How many lines below hold the string "single"? Report that number alone.

START SUPPLIED MATERIAL

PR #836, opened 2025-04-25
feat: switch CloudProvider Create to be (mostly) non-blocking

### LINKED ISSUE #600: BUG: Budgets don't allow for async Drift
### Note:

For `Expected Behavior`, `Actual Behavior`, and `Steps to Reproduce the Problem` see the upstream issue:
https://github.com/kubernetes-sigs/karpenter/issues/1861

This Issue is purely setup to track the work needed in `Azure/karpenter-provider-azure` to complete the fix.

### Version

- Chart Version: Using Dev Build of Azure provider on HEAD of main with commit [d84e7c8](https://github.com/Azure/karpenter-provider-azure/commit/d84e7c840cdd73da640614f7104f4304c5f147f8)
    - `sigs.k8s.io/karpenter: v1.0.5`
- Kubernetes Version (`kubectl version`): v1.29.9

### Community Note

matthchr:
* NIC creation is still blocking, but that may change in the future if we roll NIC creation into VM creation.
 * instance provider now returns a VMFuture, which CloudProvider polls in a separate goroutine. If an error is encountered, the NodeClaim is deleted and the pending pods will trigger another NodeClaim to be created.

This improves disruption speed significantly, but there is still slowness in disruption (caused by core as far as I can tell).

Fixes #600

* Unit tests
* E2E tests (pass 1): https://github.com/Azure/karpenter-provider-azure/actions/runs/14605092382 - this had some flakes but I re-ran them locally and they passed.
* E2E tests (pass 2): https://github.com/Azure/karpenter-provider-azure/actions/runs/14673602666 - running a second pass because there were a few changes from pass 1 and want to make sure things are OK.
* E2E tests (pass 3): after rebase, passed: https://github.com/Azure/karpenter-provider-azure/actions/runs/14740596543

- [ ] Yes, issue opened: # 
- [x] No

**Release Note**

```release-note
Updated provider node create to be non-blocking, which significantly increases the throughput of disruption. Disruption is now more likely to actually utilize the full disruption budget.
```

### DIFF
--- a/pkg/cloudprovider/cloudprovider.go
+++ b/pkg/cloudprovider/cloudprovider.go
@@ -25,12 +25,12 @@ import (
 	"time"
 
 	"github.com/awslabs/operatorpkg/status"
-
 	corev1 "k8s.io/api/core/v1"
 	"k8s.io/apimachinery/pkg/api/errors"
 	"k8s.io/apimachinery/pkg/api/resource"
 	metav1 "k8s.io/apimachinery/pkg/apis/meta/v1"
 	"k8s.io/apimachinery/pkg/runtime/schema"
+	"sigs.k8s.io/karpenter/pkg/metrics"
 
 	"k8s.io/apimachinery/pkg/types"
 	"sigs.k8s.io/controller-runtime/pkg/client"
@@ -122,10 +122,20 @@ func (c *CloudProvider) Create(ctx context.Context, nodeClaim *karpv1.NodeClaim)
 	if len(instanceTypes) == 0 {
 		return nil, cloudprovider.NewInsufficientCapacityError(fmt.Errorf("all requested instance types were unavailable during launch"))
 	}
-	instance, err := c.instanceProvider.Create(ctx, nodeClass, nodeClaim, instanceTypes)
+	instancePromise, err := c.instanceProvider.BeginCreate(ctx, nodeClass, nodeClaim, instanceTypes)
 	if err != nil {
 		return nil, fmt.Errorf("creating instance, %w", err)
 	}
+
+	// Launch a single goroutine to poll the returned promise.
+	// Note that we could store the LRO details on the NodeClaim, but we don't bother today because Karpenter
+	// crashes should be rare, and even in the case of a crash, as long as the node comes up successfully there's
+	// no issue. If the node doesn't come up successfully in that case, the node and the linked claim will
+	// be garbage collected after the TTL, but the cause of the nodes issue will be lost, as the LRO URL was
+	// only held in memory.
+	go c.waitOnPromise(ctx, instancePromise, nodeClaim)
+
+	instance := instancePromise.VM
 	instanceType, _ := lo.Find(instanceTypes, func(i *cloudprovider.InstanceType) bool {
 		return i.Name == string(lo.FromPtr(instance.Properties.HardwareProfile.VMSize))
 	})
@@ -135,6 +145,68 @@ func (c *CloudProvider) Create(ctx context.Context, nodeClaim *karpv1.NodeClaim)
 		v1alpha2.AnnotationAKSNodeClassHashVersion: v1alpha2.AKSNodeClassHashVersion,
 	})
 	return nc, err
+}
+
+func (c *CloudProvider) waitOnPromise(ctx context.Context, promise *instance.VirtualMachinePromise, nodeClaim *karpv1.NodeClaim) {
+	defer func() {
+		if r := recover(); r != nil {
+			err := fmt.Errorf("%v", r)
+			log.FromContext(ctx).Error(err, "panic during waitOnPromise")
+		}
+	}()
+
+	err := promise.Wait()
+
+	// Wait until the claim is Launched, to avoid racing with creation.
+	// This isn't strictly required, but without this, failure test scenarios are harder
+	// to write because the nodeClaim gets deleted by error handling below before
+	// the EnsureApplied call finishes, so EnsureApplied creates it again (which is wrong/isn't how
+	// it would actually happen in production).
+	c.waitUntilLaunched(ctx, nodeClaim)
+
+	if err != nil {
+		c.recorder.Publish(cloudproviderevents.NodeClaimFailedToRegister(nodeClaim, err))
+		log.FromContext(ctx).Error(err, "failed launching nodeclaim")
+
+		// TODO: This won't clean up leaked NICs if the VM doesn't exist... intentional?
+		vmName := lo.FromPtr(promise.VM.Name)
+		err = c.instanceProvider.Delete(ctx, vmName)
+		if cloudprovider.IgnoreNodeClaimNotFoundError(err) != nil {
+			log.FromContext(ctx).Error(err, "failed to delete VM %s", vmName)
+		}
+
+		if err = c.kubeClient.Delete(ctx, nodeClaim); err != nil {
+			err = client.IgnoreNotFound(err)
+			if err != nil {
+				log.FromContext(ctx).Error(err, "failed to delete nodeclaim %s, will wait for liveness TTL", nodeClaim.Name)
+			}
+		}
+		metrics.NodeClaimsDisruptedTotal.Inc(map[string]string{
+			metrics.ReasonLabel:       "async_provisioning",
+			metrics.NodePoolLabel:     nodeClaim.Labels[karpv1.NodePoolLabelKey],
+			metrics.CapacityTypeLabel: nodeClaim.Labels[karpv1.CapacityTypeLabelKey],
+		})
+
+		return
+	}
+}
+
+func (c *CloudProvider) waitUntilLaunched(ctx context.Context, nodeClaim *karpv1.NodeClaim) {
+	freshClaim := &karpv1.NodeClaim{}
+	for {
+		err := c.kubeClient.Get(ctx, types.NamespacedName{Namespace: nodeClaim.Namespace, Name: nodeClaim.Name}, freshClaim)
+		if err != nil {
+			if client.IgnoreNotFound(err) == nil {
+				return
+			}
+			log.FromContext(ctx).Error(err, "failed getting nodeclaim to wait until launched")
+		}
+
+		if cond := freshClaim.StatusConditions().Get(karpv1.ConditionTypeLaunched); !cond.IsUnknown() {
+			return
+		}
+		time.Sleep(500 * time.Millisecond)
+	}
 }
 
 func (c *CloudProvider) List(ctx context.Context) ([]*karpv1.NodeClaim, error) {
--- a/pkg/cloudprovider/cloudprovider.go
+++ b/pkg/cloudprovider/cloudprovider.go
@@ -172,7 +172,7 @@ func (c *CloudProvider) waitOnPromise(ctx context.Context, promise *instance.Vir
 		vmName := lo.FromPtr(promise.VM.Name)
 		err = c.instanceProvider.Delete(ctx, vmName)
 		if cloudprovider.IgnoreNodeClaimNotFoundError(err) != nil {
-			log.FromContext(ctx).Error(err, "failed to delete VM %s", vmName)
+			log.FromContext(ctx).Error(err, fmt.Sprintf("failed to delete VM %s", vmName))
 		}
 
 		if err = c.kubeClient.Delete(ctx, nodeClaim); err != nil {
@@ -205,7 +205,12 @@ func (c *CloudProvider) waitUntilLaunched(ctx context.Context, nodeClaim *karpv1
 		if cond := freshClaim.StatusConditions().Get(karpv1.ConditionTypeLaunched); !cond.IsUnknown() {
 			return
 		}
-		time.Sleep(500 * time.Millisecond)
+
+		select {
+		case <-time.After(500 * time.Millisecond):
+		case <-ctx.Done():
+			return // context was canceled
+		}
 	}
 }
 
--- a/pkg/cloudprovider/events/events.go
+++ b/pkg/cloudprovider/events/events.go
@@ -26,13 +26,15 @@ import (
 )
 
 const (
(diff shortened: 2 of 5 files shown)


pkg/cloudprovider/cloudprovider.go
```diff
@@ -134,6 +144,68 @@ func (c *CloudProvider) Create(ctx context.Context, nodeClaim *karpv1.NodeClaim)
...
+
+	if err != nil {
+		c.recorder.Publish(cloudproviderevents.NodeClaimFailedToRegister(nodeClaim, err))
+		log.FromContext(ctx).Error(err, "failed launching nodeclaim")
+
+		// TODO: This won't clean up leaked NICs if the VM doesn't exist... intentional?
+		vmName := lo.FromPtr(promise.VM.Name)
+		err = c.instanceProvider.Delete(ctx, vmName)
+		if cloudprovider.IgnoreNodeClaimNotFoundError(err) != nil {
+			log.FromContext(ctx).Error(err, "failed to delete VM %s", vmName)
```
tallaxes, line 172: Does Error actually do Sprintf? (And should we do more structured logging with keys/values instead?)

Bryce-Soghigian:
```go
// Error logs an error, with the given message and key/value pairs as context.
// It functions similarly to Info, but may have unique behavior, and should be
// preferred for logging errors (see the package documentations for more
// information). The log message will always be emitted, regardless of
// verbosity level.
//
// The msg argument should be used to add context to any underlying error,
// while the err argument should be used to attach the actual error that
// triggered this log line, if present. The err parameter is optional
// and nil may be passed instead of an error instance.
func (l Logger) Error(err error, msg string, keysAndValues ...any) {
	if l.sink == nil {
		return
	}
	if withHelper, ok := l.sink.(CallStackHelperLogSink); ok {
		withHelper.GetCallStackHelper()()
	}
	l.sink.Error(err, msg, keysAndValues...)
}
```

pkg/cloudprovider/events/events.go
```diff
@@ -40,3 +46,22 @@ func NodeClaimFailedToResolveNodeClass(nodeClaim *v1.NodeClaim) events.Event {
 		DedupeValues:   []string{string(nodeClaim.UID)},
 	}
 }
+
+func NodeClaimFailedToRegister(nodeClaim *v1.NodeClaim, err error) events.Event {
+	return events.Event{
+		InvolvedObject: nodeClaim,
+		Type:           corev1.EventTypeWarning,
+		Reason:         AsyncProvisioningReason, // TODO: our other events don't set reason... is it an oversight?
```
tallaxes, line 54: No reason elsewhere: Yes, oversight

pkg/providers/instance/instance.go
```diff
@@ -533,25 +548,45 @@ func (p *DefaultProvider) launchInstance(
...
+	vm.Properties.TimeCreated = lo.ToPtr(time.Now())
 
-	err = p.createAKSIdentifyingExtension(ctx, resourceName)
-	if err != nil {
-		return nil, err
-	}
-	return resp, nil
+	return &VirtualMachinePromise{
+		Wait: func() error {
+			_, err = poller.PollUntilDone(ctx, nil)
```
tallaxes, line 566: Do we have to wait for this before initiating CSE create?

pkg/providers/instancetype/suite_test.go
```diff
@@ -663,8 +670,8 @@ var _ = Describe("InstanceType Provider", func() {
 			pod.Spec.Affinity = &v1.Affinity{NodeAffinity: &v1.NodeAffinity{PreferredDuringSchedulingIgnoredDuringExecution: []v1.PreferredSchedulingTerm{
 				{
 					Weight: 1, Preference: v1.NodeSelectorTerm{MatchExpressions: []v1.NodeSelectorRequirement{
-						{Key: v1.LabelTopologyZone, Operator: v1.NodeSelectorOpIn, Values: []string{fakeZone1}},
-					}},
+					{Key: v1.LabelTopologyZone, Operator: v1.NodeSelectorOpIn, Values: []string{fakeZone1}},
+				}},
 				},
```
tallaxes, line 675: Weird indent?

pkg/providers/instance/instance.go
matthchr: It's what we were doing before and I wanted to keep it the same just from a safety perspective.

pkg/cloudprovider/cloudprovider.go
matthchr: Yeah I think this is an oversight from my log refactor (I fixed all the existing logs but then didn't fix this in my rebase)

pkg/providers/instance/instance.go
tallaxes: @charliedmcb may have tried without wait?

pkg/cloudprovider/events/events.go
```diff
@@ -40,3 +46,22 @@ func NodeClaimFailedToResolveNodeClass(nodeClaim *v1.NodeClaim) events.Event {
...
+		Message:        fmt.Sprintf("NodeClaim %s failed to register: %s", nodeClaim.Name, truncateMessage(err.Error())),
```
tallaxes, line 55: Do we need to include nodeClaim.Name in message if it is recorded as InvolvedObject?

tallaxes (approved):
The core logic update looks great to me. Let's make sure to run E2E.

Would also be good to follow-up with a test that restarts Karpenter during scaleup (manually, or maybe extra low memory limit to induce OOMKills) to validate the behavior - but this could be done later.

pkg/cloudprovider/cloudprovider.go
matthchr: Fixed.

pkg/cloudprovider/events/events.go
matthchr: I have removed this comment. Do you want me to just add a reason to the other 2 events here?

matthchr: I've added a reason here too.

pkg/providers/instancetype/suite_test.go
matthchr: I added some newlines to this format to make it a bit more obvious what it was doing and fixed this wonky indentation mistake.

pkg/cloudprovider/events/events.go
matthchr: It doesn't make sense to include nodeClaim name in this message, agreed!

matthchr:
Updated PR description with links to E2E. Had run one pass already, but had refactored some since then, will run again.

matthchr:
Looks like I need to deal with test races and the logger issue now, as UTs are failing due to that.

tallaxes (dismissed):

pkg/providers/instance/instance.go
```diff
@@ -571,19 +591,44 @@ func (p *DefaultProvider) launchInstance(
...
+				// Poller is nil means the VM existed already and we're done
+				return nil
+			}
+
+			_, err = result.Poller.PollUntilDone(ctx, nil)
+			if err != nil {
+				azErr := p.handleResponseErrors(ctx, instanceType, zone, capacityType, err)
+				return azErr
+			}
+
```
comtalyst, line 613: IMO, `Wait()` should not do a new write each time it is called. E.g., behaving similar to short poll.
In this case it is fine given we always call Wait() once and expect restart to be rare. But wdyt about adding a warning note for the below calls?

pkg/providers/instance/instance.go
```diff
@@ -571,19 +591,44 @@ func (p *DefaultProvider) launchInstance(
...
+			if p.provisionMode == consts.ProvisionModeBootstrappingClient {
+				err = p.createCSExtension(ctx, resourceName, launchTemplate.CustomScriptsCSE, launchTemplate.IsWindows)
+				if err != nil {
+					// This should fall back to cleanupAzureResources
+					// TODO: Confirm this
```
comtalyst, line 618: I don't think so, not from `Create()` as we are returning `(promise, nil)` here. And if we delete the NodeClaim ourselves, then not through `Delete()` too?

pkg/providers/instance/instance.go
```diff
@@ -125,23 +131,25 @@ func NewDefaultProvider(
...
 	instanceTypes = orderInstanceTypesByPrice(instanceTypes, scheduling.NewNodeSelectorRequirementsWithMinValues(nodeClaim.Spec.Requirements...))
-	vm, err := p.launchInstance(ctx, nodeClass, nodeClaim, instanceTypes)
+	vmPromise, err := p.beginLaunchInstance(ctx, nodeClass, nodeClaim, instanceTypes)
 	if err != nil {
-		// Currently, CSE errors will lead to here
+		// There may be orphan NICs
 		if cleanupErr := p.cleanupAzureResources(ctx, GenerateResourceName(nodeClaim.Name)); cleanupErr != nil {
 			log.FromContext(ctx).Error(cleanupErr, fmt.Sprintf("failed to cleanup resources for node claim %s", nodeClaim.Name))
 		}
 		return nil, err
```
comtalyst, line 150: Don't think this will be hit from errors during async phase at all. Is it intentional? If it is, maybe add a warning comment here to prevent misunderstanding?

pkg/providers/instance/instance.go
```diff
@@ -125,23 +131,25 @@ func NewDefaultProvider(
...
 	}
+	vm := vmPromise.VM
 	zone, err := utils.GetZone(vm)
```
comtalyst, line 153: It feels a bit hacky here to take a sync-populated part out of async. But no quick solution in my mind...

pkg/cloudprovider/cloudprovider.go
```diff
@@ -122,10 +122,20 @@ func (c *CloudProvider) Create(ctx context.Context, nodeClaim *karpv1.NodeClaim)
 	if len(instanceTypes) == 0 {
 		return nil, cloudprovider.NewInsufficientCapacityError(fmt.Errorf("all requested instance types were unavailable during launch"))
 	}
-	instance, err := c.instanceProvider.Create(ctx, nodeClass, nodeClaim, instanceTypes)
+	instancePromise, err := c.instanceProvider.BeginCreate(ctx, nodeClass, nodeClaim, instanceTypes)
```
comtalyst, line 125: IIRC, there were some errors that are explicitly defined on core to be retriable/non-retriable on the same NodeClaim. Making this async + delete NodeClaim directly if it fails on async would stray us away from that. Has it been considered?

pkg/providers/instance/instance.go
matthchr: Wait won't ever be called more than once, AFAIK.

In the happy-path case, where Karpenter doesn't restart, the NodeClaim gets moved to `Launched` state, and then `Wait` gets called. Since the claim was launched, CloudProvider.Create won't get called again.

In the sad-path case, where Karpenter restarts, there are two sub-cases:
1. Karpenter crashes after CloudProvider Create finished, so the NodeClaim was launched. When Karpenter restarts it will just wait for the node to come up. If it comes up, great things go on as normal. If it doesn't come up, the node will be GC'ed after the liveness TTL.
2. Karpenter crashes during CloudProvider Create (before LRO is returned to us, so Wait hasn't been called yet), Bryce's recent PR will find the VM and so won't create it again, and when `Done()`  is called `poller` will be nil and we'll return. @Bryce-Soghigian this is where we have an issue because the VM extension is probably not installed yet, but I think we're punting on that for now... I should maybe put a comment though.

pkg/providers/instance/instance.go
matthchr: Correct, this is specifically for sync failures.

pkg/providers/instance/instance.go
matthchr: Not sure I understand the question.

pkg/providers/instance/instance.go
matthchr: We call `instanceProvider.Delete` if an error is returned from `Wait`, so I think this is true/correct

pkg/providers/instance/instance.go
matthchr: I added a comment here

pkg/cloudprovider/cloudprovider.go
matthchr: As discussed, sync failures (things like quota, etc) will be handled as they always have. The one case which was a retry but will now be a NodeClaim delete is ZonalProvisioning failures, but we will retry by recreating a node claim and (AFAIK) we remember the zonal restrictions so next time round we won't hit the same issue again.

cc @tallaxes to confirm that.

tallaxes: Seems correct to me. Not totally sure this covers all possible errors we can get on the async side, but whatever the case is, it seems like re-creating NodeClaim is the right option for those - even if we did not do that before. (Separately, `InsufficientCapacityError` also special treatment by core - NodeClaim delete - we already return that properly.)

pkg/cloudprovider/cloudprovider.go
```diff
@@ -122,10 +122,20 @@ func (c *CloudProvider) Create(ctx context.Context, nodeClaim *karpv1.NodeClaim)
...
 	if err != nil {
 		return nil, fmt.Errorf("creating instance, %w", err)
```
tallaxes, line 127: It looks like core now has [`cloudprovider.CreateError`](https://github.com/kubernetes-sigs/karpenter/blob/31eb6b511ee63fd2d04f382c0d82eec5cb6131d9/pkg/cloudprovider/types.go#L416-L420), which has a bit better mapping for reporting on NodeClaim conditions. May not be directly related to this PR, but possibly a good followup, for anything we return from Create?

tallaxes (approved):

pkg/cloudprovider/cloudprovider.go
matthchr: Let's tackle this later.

END SUPPLIED MATERIAL
START SUPPLIED MATERIAL

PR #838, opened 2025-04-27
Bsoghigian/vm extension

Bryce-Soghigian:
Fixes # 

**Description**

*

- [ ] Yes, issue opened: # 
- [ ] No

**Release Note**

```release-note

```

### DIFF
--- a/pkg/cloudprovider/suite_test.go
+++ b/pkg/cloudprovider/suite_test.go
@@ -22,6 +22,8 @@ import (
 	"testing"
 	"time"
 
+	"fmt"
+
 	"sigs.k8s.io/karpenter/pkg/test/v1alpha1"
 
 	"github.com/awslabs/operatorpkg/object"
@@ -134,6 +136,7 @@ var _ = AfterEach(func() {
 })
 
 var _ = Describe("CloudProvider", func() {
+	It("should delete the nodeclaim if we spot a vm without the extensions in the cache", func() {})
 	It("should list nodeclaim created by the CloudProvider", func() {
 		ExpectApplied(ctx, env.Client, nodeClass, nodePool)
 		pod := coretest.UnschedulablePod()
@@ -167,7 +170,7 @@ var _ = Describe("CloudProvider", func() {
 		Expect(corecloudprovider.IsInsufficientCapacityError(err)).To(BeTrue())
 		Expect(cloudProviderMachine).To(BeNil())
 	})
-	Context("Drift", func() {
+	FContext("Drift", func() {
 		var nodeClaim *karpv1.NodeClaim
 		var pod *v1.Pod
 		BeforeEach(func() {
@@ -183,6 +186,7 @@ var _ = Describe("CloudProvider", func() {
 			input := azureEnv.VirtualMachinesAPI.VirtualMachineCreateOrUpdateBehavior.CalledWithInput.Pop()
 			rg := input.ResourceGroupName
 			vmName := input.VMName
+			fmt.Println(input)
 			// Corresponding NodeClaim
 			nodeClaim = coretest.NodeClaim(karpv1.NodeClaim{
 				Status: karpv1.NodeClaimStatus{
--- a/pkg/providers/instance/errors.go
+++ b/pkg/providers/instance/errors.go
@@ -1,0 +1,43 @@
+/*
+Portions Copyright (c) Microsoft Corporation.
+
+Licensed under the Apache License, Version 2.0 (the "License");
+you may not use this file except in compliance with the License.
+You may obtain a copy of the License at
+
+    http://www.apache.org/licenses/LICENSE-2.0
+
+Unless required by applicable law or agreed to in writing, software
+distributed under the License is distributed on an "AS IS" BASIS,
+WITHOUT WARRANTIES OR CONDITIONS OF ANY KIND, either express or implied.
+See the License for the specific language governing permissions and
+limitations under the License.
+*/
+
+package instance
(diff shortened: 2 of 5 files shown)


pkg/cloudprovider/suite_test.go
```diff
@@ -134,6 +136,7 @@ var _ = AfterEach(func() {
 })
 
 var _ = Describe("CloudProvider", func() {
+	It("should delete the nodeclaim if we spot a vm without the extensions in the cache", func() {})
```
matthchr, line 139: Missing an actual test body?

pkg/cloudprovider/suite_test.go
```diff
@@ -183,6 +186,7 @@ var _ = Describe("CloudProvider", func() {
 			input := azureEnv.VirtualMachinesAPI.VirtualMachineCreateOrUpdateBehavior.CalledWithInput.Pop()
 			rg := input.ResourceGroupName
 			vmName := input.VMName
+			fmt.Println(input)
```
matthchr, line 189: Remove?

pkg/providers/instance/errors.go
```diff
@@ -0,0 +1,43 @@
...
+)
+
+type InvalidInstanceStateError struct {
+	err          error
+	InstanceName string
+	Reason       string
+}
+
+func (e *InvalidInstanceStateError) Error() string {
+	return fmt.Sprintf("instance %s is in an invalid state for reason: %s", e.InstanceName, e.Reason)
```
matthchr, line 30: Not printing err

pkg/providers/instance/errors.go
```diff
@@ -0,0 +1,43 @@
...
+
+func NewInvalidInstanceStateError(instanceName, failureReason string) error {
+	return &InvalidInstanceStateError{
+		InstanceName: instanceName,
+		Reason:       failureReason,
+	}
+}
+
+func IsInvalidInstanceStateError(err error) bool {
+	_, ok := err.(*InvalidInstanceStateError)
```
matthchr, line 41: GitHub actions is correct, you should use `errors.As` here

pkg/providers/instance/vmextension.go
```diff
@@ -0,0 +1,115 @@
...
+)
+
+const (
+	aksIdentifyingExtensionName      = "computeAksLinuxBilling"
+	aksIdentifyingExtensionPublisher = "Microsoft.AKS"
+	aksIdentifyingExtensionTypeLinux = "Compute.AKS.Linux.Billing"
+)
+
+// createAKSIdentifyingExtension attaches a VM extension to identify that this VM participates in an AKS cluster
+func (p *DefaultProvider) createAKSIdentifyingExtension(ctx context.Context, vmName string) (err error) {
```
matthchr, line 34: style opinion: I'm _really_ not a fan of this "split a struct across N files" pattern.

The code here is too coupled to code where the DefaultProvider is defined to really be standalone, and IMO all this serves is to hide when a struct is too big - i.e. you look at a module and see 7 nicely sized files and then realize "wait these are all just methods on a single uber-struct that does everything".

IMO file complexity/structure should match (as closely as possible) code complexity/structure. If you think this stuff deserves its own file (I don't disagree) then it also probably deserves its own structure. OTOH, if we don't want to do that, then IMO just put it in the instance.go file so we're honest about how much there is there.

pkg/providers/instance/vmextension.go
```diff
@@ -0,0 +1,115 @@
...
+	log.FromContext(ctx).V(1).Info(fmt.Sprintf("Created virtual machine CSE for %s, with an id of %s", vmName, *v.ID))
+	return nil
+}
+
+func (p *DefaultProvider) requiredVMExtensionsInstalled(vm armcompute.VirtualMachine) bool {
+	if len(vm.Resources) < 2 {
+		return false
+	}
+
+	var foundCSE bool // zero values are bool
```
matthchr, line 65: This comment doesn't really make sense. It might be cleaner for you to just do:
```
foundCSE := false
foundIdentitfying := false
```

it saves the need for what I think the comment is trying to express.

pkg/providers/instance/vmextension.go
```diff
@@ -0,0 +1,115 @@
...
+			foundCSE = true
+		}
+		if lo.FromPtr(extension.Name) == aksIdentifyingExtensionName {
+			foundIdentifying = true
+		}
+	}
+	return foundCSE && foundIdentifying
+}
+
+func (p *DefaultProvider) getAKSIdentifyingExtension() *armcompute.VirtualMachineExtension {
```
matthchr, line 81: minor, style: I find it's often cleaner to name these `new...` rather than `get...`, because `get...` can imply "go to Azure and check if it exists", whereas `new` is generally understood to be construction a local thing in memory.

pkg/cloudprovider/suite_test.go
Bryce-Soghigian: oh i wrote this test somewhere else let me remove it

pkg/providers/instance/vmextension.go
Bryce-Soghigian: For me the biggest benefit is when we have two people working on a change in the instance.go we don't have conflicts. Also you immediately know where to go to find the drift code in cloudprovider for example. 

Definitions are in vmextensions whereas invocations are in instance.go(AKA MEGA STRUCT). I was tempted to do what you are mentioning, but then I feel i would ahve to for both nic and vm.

END SUPPLIED MATERIAL

__OUTPUT BELOW__
2